Evolutionary rates in respiratory syncytial virus (RSV). (A) Linear regressions of root-to-tip genetic distances against sampling date based on maximum likelihood trees. The R2 value for each regression is indicated and corresponding p values <0.001 are indicated with an asterisk. Sequences from NSW in this study are shown on the left and global sequences on the right. (B) Estimates of the nucleotide substitution rate per site per year are shown for sequences from NSW (BEAST and least-square dating algorithm (LSD) estimates) and globally (LSD estimates only). Rates are shown as mean values (circles) and the 95% highest posterior density (HPD) and confidence intervals for BEAST and LSD, respectively (error bar). (RSVA: blue; RSVB: red).

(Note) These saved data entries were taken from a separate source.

PR #1143, opened 2024-11-24
Windows: Fix rescale bug while window is maximized or fullscreen

dannye:
From #1141

After lots of testing I feel very confident about the fix, so I decided to open a pull request.

Feel free to suggest improvements if you can think of issues that I'm not spotting.

Before:

https://github.com/user-attachments/assets/14598699-8dc6-4bc0-9129-42534ddc70e6

After:

https://github.com/user-attachments/assets/1779311b-ffc8-4f55-8141-ed46c79162e6

PR #1160, opened 2024-12-09
Prevent clicking inactive menubar item from opening menu window - refactor

### LINKED ISSUE #1159: Mouse hover+Enter key selects inactive menu items
**Describe the bug**

Hovering over an inactive menu item and pressing Enter picks the item and invokes its callback.

I have no idea how I've never noticed this in over two years.

This means that marking a menu item as FL_MENU_INACTIVE is merely a suggestion to the user.

**To Reproduce**

1. Run test/menubar
2. Click on any menubar item (even an inactive one!)
3. Hover over an inactive menu item (in the menubar or in a submenu)
4. Press Enter
5. See that the menu item was picked and its callback was invoked

**Expected behavior**

Pressing Enter while hovering over an inactive menu item should do nothing.

**Video**

https://github.com/user-attachments/assets/680399de-0d8d-41e7-b9e0-dd4d78724650

**FLTK Version**
 - Version: 1.4.0
 - Downloaded and self-built from: Git
 - If from Git, branch: master
 - If from Git, commit: 5ff42dd

 - Default CMake options

 - OS: Windows
 - OS Version: Windows 11

**Additional context**

As you could expect, this can be very destructive for applications that assume inactive menu items will never be picked.

Here's an amusing example from my editor where a whole song can be deleted _while it's playing_, which is absolutely not supposed to be possible.

https://github.com/user-attachments/assets/e74e9f8e-791f-4d33-b17e-2f8369808f17

Many of my menu item callbacks have safeguards that return early if conditions don't make sense, but not all of them do. In some cases, the program crashes.

dannye:
~~Fixes #1159~~

### DIFF
--- a/src/Fl_Menu.cxx
+++ b/src/Fl_Menu.cxx
@@ -1002,7 +1002,7 @@ const Fl_Menu_Item* Fl_Menu_Item::pulldown(
   pp.current_item = 0; pp.menu_number = 0; pp.item_number = -1;
   if (menubar) {
     // find the initial menu
-    if (!mw.handle(FL_DRAG)) {
+    if (!mw.handle(FL_DRAG) || (pp.current_item && !pp.current_item->activevisible())) {
       Fl::grab(0);
       return 0;
     }
--- a/src/Fl_Menu.cxx
+++ b/src/Fl_Menu.cxx
@@ -842,6 +842,7 @@ int menuwindow::handle_part1(int e) {
       if (pp.current_item && (!pp.menubar || pp.menu_number > 0) &&
           pp.current_item->activevisible() && pp.current_item->submenu() && !pp.current_item->callback_)
         goto RIGHT;
+      if (pp.current_item && !pp.current_item->activevisible()) return 0;
       pp.state = DONE_STATE;
       return 1;
     case FL_Escape:


dannye:
I would also like to fix the fact that clicking a top-level inactive menubar item still "pulls down" the menu despite there being no menu to show. The non-existent menu window still becomes the Fl::grab(), so the main window cannot be interacted with, but there is no visual indicator of this, which is awfully confusing.

But fixing this seems fairly more complicated. When a menubar is pulled down, the initial menu item is chosen with a fake FL_DRAG event:

https://github.com/fltk/fltk/blob/5ff42dd37a5fa071f54a6e413e349f26f4837340/src/Fl_Menu.cxx#L1004

So in order to "abort" if the pressed top-level menubar item is inactive, `menuwindow::handle_part1()` would have to return 0.
But I'm not immediately sure how to tell this fake FL_DRAG event apart from a legitimate FL_DRAG event.

If someone else has a good idea for how to fix this particular aspect, that would be really great. But otherwise, I think it's not urgent to fix this aspect because it's mostly harmless (unlike the bug being fixed by this PR).

dannye:
> So in order to "abort" if the pressed top-level menubar item is inactive, `menuwindow::handle_part1()` would have to return 0.

I was overlooking the simple solution. I simply added the "abort" to `pulldown()` directly instead of trying to modify `handle_part1()`.

ManoloFLTK:
@dannye: please consolidate all proposed changes in a single commit relative to the head of the git FLTK repository.

dannye:
I *can* do that, but it doesn't really change anything. If you're considering how it will look when it is merged and want it to be added to the master branch as a single commit, then use the "Squash and merge" option in GitHub. That would have made #1143 added to master as a single commit instead of 2, for example.

dannye:
I updated the title to reflect that the bugs have already been fixed. Feel free to merge or close.

MatthiasWM:
The current changes and the patch are identical in functionality. Thanks for both contributions. I will close this PR at this point.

Given this strong clock-like structure, we investigated the evolutionary rates more carefully using the Bayesian Markov chain Monte Carlo (MCMC) method implemented in BEAST for the NSW data set and the least square dating (LSD) method for the global data set. In the case of the NSW data, the mean evolutionary rates were 7.06 × 10−4 (confidence interval 6.67–8.34 × 10−4) and 6.48 × 10−4 (confidence interval 5.15–7.81 × 10−4) subs/site/year for RSVA and RSVB, respectively, using LSD and 7.48 × 10−4 (95% HPD 6.67–8.34 × 10−4) and 7.39 × 10−4 (95% HPD 6.34–8.45 × 10−4) subs/site/year for RSVA and RSVB, respectively, using BEAST (Figure 5B). Hence, there was no significant difference in rate between RSVA and RSVB. For the global data set, the LSD rate estimates were 5.72 × 10−4 (confidence interval 5.43–5.95 × 10−4) and 6.41 × 10−4 (confidence interval 6.02–6.78 × 10−4) subs/site/year for RSVA and RSVB, respectively. These rates are within the range reported previously for paramyxoviruses [48] and other single-stranded RNA viruses [49]. Notably, the substitution rates for the global data set were significantly different between RSVA and RSVB, and RSVB exhibited a higher rate, as previously described [20]. These global rates were also consistently lower than those observed within NSW (for both BEAST and LSD) and there was no difference between RSVA and RSVB in the NSW data set. This difference between the local (NSW) and global rates may reflect the fact that the NSW data were sampled more recently and that rates were elevated towards the present because of time-dependent evolution; itself reflecting incomplete purifying selection that is commonly observed in RNA viruses [50,51].

4. Conclusions

We report a wide diversity of RSV lineages co-circulating in a small geographic region, reflecting a combination of continual virus entry and some sustained in situ transmission within NSW. Despite these fine-scale epidemiological insights, this study also highlighted the highly biased global sampling of RSV that hinders extensive analysis of the global distribution and transmission dynamics of RSV. We stress that increased targeted surveillance with more extensive virus sampling, particularly during suspected outbreaks, is essential to improve both our understanding of RSV ecology and evolution, and assist with vaccine design.